[Items from a dataset]
.....
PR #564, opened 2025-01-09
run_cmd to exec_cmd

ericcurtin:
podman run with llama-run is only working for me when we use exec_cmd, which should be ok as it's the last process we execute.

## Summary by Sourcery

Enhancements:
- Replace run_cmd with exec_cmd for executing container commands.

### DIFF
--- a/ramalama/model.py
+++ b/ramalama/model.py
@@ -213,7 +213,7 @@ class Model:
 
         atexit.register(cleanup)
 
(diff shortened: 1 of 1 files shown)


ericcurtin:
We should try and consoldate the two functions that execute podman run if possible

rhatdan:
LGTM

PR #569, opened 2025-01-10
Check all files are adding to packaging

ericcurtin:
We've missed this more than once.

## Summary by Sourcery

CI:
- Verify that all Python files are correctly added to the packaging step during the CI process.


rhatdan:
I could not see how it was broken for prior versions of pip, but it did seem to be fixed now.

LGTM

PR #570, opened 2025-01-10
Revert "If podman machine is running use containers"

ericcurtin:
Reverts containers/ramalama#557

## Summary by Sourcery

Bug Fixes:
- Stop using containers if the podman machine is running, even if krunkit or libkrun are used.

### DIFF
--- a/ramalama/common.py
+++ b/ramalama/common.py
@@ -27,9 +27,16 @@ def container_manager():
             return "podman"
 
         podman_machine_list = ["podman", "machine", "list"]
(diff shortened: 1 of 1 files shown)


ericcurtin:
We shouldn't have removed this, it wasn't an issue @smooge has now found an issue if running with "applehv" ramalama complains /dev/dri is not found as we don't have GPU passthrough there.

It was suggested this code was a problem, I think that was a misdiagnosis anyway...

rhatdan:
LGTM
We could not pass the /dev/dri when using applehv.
.....
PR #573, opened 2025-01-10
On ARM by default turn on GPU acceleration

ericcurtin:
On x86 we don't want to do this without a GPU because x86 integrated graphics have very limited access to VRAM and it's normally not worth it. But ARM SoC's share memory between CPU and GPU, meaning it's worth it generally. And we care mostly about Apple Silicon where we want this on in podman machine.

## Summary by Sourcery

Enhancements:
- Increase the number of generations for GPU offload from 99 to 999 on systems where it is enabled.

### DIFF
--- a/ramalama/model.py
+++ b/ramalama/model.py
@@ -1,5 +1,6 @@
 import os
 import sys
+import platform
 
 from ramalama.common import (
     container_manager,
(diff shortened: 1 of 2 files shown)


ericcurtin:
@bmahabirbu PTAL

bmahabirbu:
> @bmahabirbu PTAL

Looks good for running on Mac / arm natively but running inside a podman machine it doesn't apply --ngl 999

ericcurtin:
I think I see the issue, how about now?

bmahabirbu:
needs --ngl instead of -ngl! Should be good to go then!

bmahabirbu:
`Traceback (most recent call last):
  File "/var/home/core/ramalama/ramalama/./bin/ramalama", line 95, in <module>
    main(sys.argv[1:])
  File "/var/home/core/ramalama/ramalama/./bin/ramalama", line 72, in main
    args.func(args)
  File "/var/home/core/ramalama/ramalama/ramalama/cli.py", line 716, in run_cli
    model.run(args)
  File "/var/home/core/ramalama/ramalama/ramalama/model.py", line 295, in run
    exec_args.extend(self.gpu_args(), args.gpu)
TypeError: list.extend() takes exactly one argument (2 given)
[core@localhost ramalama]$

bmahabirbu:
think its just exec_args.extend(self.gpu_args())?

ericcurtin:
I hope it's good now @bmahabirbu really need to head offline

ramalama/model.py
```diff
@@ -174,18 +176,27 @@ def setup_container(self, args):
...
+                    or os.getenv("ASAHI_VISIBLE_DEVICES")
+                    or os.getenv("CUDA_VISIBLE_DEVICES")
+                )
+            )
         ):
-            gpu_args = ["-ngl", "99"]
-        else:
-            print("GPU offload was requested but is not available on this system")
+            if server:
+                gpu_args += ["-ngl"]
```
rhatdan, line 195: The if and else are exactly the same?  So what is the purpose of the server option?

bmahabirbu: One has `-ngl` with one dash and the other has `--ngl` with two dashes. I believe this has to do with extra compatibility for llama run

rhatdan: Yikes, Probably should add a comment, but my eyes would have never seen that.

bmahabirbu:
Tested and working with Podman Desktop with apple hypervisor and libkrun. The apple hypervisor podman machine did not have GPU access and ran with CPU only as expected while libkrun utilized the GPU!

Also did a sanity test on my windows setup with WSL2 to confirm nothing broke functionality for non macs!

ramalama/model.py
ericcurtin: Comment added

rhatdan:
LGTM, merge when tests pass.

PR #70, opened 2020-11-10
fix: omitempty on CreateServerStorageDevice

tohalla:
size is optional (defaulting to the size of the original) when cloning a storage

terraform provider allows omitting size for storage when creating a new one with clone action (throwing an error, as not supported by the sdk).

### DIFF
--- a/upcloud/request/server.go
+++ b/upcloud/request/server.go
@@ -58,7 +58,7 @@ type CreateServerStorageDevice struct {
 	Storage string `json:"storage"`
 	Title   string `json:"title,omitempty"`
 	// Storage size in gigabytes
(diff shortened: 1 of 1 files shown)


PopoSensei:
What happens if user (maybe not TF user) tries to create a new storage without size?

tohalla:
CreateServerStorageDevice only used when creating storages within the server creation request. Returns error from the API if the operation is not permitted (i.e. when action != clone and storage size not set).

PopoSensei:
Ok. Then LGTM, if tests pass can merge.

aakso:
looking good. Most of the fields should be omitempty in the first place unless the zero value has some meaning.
.....
- [WHAT TO PRODUCE] Set down precisely the lines above between the line holding "rhatdan, line 195: The" and the line holding "bmahabirbu: One has", inclusive, and nothing beyond them.

- [WRITTEN ANSWER]
rhatdan, line 195: The if and else are exactly the same?  So what is the purpose of the server option?

bmahabirbu: One has `-ngl` with one dash and the other has `--ngl` with two dashes. I believe this has to do with extra compatibility for llama run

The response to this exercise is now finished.